> **Assignment**
Nothing in the data is to be left out; copy it exactly.

> **Supplied material**
PR #254, opened 2017-08-04
Add gpsEnabled capability

vrunoa:
Add possibility to enable/disable GPS on emulators before running apps by adding gpsEnabled capability.

### DIFF
--- a/lib/driver.js
+++ b/lib/driver.js
@@ -153,6 +153,16 @@ class AndroidDriver extends BaseDriver {
         await this.checkPackagePresent();
       }
 
+      // check if we have to enable/disable gps before running the application
+      if (this.opts.gpsEnabled) {
+        if (this.isEmulator()) {
+          log.info(`Trying to ${this.opts.gpsEnabled ? "enable": "disable"} gps location provider`);
+          await this.adb.toggleGPSLocationProvider(this.opts.gpsEnabled);
+        } else {
+          log.warn('Sorry! gpsEnabled capability is only available for emulators');
+        }
+      }
+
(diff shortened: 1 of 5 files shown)


lib/driver.js
```diff
@@ -153,6 +153,16 @@ class AndroidDriver extends BaseDriver {
         await this.checkPackagePresent();
       }
 
+      // check if we have to enable/disable gps before running the application
+      if (this.opts.gpsEnabled) {
```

> **Solution below**
PR #254, opened 2017-08-04
Add gpsEnabled capability

vrunoa:
Add possibility to enable/disable GPS on emulators before running apps by adding gpsEnabled capability.

### DIFF
--- a/lib/driver.js
+++ b/lib/driver.js
@@ -153,6 +153,16 @@ class AndroidDriver extends BaseDriver {
         await this.checkPackagePresent();
       }
 
+      // check if we have to enable/disable gps before running the application
+      if (this.opts.gpsEnabled) {
+        if (this.isEmulator()) {
+          log.info(`Trying to ${this.opts.gpsEnabled ? "enable": "disable"} gps location provider`);
+          await this.adb.toggleGPSLocationProvider(this.opts.gpsEnabled);
+        } else {
+          log.warn('Sorry! gpsEnabled capability is only available for emulators');
+        }
+      }
+
(diff shortened: 1 of 5 files shown)


lib/driver.js
```diff
@@ -153,6 +153,16 @@ class AndroidDriver extends BaseDriver {
         await this.checkPackagePresent();
       }
 
+      // check if we have to enable/disable gps before running the application
+      if (this.opts.gpsEnabled) {
```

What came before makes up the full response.